The day of Halloween classes finished at three and the feast was due to start at half past six. The second potions finished with a nod of thanks to professor Snape for not making it too much of a practical class Harry packed up and was out the door. He needed to be in the entrance hall for half past. He didn't even wait for Draco. He was already in his room tipping out his school stuff from his bag and pocketing what he needed, checking he had his wand in his robes, changing out of his trainers into smart shoes (with a handy impervious charm professor Flitwick had provided on request), ragging a comb through his hair for all the good it did and pulling his scarf around his neck and his gloves on. Harry made it to the entrance hall two minutes early. He took a second to catch his breath and double-triple check he had everything. The seedlings he'd been working on were tucked safely into his pocket. 

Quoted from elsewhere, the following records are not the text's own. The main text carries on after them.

PR #3607, opened 2023-07-13
Enable VMM reservoir usage on gimlets

### LINKED ISSUE #3223: sled-agent should use the VMM reservoir by default
With the integration of #3200, sled-agent is capable of configuring the reservoir size, but does not yet do this by default. We should address the blockers here (tracked in #2650) and modify sled-agent to configure a reasonable reservoir size on startup. A ballpack figure is about 80% of DRAM.

jordanhendricks:
With #3200, sled-agent is capable of provisioning the VMM reservoir on startup. It's configured as a percentage of DRAM via sled-agent's config.toml.

This PR toggles this value to 80% for gimlets. I haven't gotten to test this as much as I had hoped due to unrelated issues with my dev setup. But per the hypervisor huddle today, we would like to enable this in the dogfood cluster as soon as we can, and we want this for FCS. So we decided to land this as is.

Fixes #3223

### DIFF
--- a/smf/sled-agent/gimlet/config.toml
+++ b/smf/sled-agent/gimlet/config.toml
@@ -23,7 +23,7 @@ data_link = "cxgbe0"
 
 # Percentage of usable physical DRAM to use for the VMM reservoir, which
 # guest memory is pulled from.
-vmm_reservoir_percentage = 0
+vmm_reservoir_percentage = 80
 
 # Swap device size for the system.
 # We pick 256 GiB somewhat arbitrarily, since the device is sparsely allocated.


jordanhendricks:
I did get a successfully working omicron at least once, and saw that sled agent logged it had provisioned the reservoir. I didn't poke at the system's reservoir live with rsrvrctl, but since I did the testing for the previous PR I'm not worried about that.

smklein (approved):

jordanhendricks:
Landing this without the ubuntu build-and-test job passing (it failed due to a timeout), as we've made a call to disable that job for now.

Issue #3532, opened 2023-07-08
sled-agent: advertise underlay prefix at startup


rcgoodfellow:
We recently had an unexpected sled reboot. When the node came back up, its underlay prefix was not advertised through `ddmd`, and thus the node was not able to reach critical services such as DNS. When the sled agent is starting up, the underlay prefix should always be advertised (this is idempotent, so if it's already advertised, there is no harm).

rmustacc:
Strictly speaking if the sled reboots it will not know what the underlay prefix to use is. It must get this via the LRTQ. So this should be part of the normal transition from being on bootstrap only to unlocking.

rcgoodfellow:
The advertisement should go here.

- https://github.com/oxidecomputer/omicron/blob/5184ab929ce855ba9f92c90c868a7ed570e878c7/sled-agent/src/bootstrap/agent.rs#L510

rcgoodfellow:
I went to go fix this and the issue did not come up on a basic repro attempt.

I brought up a control plane, and from ddm's perspective, things looked like this.

```
ry@masaka:~/src/omicron$ /opt/oxide/mg-ddm/ddmadm get-originated
Prefix
fd00:1122:3344:2::/64
fd00:1122:3344:3::/64
fd00:1122:3344:101::/64
fd00:1122:3344:1::/64
fdb0:a85e:45cd:bd94::/64
```

Then I simulated a reboot.

```
svcadm disable mg-ddm
svcadmvdisable sled-agent
svcadm enable mg-ddm
svcadm enable sled-agent
```

When ddm came back up it had no prefixes (expected). Then sled agent came back up, cleared out all the zones and started rebuilding them one by one. It also started putting prefixes back one by one. By the time sled agent had re-launched all the zones, all the advertisements were also back.

```
ry@masaka:~/src/omicron$ /opt/oxide/mg-ddm/ddmadm get-originated
Prefix
fd00:1122:3344:1::/64
fd00:1122:3344:2::/64
fd00:1122:3344:101::/64
fd00:1122:3344:3::/64
fdb0:a85e:45cd:bd94::/64
```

Professor Snape greeted him almost warmly and indicated for him to walk. 

“As you are carrying seedlings and dressed smartly I have deemed it prudent to apparated us to the small snicket behind you aunts house.” Harry was so used to professor Snape speaking in an RP accent he was momentarily thrown by the northernism. Aunt petunia called it a ginnel where no one could hear or it was an alley if they could. “Flying would endanger the seedlings in your pocket and be unnecessarily messy.” Draco had explained the different possible travel arrangements, and to Harry apparition sounded the most effective even if Draco had shuddered and warned him to tell professor Snape he was claustrophobic beforehand if they went that route. How he knew that Harry had no idea. Apparently Draco was observant enough to realise that the tall, muscular kid who's spent most of his life outdoors didn't like to be in small spaces. Ok so maybe he wasn't really that clever for noticing. 

“Um professor,” Harry ventured as the left the castle and began treckking to the gates, “you should probably know, I'm a bit claustrophobic.” Professor Snape nodded, but didn't comment. Harry wasn't sure whether to push the issue so he dropped it. A moment later his head of house spoke

“Apparition consists of a momentary sensation of being squeezed very tightly. You will not suffocate you, you will not be trapped. You are entirely safe.” Harry swallowed back his nerves and nodded. 

"Is it worth holding my breath?"

“It would make the sensation more painful but you may feel yourself reflexively doing so. In such a case do not fight that reflex.”

Harry swallowed again and steeled himself as the crossed the gate. He held him arm out when indicated to do so.professor Snape gripped his arm almost as if he were greeting him but he squeezed way too tightly. Before Harry had chance to say anything he was being apparated. It wasn't particularly painful but he was intimately aware of feeling like his ribs were going to snap under the pressure. Then as soon as it began it was over. Harry crumpled to his knees and gasped for breath, he couldn't help it. Professor Snape picked him up almost instantly and steadied him until he regained his balance. 

“I never want to do that again.” Professor Snape had the decency to hold his piece on that proclamation and simply waited for Harry to settle down. 

“Lead the way them mister Potter.” Harry looked around, they were under the train bridge by the park. He pointed weakly and started walking.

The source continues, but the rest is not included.